* **Work order**
Nothing but the lines holding the string "instead" should appear in the answer. Copy them from the entries.

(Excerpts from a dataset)
########################################

Issue #2436, opened 2020-05-18
Duration of DTMF digits received via RTP


maxtruxa:
**Is your feature request related to a problem? Please describe.**
When receiving telephone events indicating DTMF digits via RTP, there is currently no way to determine the duration of the event. The DTMF callback of the stream is only called once when the first packet indicating the event is received. [Further packets are filtered](https://github.com/pjsip/pjproject/blob/a35a53b4d9da3fb95aa078170aa38b3eb1f43bbe/pjmedia/src/pjmedia/stream.c#L1716) to prevent duplicate indications of the same event (which is good obviously).
The downside of this behavior is that while the events duration might be continously extended via RTP, the application has no way of knowing that.

**Describe the solution you'd like**
**Solution 1:**
Add a new set of callbacks - similar to `on_dtmf_digit2` - throughout the stack that allows the application to get notified about "DTMF continuations".
**Solution 2:**
Add a flag (compile time or runtime?), indicating that the application expects the DTMF callback to be called everytime a new packet is received via RTP (effectively disabling the filtering done by RTP stream handling).

**Describe alternatives you've considered**
There is no alternative. We need some way to determine the duration of DTMF digits.

**Additional context**
Not really relevant, but:
Our application is more or less a PBX, sitting in front of other legacy (non-VoIP-aware) applications consuming the audio streams. The duration of DTMF digits is significant to those applications. Since the software has no concept of telehone-events, we are re-inserting the DTMF digits back into the audio stream.

I'm absolutely willing to work on this, but I don't want to invest time without knowing that a PR addressing this issue would be accepted.

sauwming:
It sounds like a good idea. Please go ahead.

PR #2447, opened 2020-05-25
Add callbacks to receive RTP DTMF events

maxtruxa:
First attempt at implementing #2436.

## Goal

Enable the application to determine the actual duration of an DTMF event in real-time.

I'm not completely happy with the abstraction provided but that was the best I could come up with, without violating the design constraints:
- It is obviously not possible to indicate the correct event duration right away, since it is not known.
- Buffering the event until the full duration is known and only then indicating the event is not feasible since it can cause huge delays - especially for longer DTMF digits.
- Fully managing the events in pjmedia is surprisingly hard and error-prone:
  When does an event end? RTP packets indicating the end of an event might be dropped. Using just a naive timer to bail out if no "end" packet is received can easily lead to false-positives, if event packets extending the event are dropped.
  The current approach leaves these decisions to the application.

## Overview

RTP events are basically just forwarded to the application using a new callback. Minimal state information is tracked by pjmedia and indicated to the application using flags:
- Is this an update? Events are considered an update, if the event has been indicated previously and this is just an update to the duration.
- Is this the end of the event? This information is directly derived from the "E" flag of the RTP payload. Packets with the "E" flag are typically sent multiple times to counter packet loss. Only the first packet with the "E" flag set results in an event indication, duplicates are absorbed by pjmedia.

## Changes

- pjmedia:
  - Added `struct pjmedia_stream_dtmf_event` for holding DTMF event information.
  - Added `pjmedia_stream_set_dtmf_event_callback()` for registering a callback to receive DTMF event information.
  - Modified `handle_incoming_dtmf()` to invoke callback registered by `pjmedia_stream_set_dtmf_event_callback()`. If it was not registered, there is no change in behavior and the old callback is invoked.
- pjsua-lib:
  - Added macro `PJSUA_UNKNOWN_DTMF_DURATION` to indicate that an event's duration is unknown.
  - Added `struct pjsua_dtmf_event` for holding DTMF event information (basically an extension of `pjsua_dtmf_info`).
  - Added callback `on_dtmf_event()` to `struct pjsua_callback`.
  - Modified `pjsua_aud_channel_update()` to register DTMF callback using `pjmedia_stream_set_dtmf_event_callback()` instead of `pjmedia_stream_set_dtmf_callback()` if callback `on_dtmf_event()` is set.
  - DTMF digits received via SIP INFO are passed to `on_dtmf_event()` as well (if set).
- pjsua2-lib
  - Add `pj::Call::onDtmfEvent` and `struct OnDtmfEventParam`.

_Edit: Changed the names of various identifiers as discussed below._

### DIFF
--- a/pjsip/src/pjsua-lib/pjsua_call.c
+++ b/pjsip/src/pjsua-lib/pjsua_call.c
@@ -5589,7 +5589,9 @@ static void pjsua_call_on_tsx_state_changed(pjsip_inv_session *inv,
 	    pj_status_t status;
 	    pj_bool_t is_handled = PJ_FALSE;
 
-	    if (pjsua_var.ua_cfg.cb.on_dtmf_digit2) {
+	    if (pjsua_var.ua_cfg.cb.on_dtmf_digit2 ||
+                pjsua_var.ua_cfg.cb.on_dtmf_event)
+            {
 		pjsua_dtmf_info info;
 		pj_str_t delim, token, input;
 		pj_ssize_t found_idx;
@@ -5641,6 +5643,7 @@ static void pjsua_call_on_tsx_state_changed(pjsip_inv_session *inv,
 			        val_str.slen = input.slen - (p - input.ptr);
 			        info.duration = pj_strtoul(&val_str);
 			    } else {
+                                info.duration = PJSUA_UNKNOWN_DTMF_DURATION;
 				is_handled = PJ_FALSE;
 				PJ_LOG(2, (THIS_FILE, "Invalid dtmf-relay format"));
 			    }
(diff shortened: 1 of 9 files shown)


pjsip/src/pjsua-lib/pjsua_call.c
```diff
@@ -5596,10 +5598,25 @@ static void pjsua_call_on_tsx_state_changed(pjsip_inv_session *inv,
 			    val_str.ptr = val + STR_DURATION.slen;
 			    val_str.slen = input.slen - STR_DURATION.slen;
 			    info.duration = pj_strtoul(&val_str);
+			} else {
+			    info.duration = PJSUA_UNKNOWN_DTMF_DURATION;
```
maxtruxa, line 5602: Kind of forgot about this. This should have been a separate PR.

`info.duration` was left uninitialized if the duration was not specified in the message body, making the field basically useless (no way of knowing whether the field is valid or not).

sauwming:
I have to applaud the quality of your PR. You seem to understand PJSIP so well, with macros and enums neatly separated and good knowledge of different levels of PJSIP API (pjmedia, pjsua-lib, pjsua2).

The only thing that's (slightly) bothering me is the name of the new callback. In pjmedia it is `dtmf2_callback`, in pjsua it's `on_call_dtmf3`, then in pjsua2 it's back to using number 2 as the suffix again: `onDtmfDigit2`. It can be confusing, though it's not your fault of course. But how about changing it to `dtmf_event`, or `dtmf_update` instead?

maxtruxa:
Well, thank you! I've worked quite a bit with the C/C++ components of PJSIP so far.

Regarding the "numbered callbacks" I have to agree. It bothered me as well. I really like the idea of `on_dtmf_event`, but would probably want to change the callback behavior slightly:

If you register `on_dtmf_digit2`, `on_dtmf_digit` is not being called anymore. This behavior is well documented. I kept this pattern with `on_dtmf_digit3`, basically replacing `on_dtmf_digit2`.
With the new callback renamed, it seems counter-intuitive that registering `on_dtmf_event` prevents `on_dtmf_digit2` from being called (even if it's documented), as there is no obvious dependency between the two names.
What I'm getting at: Would it make more sense to always call the "old" `on_dtmf_digit2`/`on_dtmf_digit` callbacks regardless of wether `on_dtmf_event` is registered or not? I can't think of a use case where it would make sense to register both callbacks, but allowing that would IMO be less surprising.

maxtruxa:
I went ahead and renamed the callbacks without changing behavior. The dependencies between the callbacks are clearly documented and most applications won't be using the DTMF events directly anyways, since it only addresses a very specific edge case.

maxtruxa:
Commit 811cdc1 adds a timestamp to all events which identifies the start time of the event in units of milliseconds. While the timestamp has no immediate relation to wallclock time, this is useful for calculating the exact "off" time between two tones (i.e. `off_time = start_of_tone_2 - start_of_tone_1 - duration_of_tone_1`).
For DTMF events sent via SIP INFO the timestamp is synthesized using the local tick count from `pj_get_timestamp`.

sauwming:
There's a conflict with #2425, so could you please help resolve it before we can merge this? Thanks.

maxtruxa:
Fixed the merge conflict and squashed commits in this PR.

########################################

* **Result of the task**
  - Modified `pjsua_aud_channel_update()` to register DTMF callback using `pjmedia_stream_set_dtmf_event_callback()` instead of `pjmedia_stream_set_dtmf_callback()` if callback `on_dtmf_event()` is set.
The only thing that's (slightly) bothering me is the name of the new callback. In pjmedia it is `dtmf2_callback`, in pjsua it's `on_call_dtmf3`, then in pjsua2 it's back to using number 2 as the suffix again: `onDtmfDigit2`. It can be confusing, though it's not your fault of course. But how about changing it to `dtmf_event`, or `dtmf_update` instead?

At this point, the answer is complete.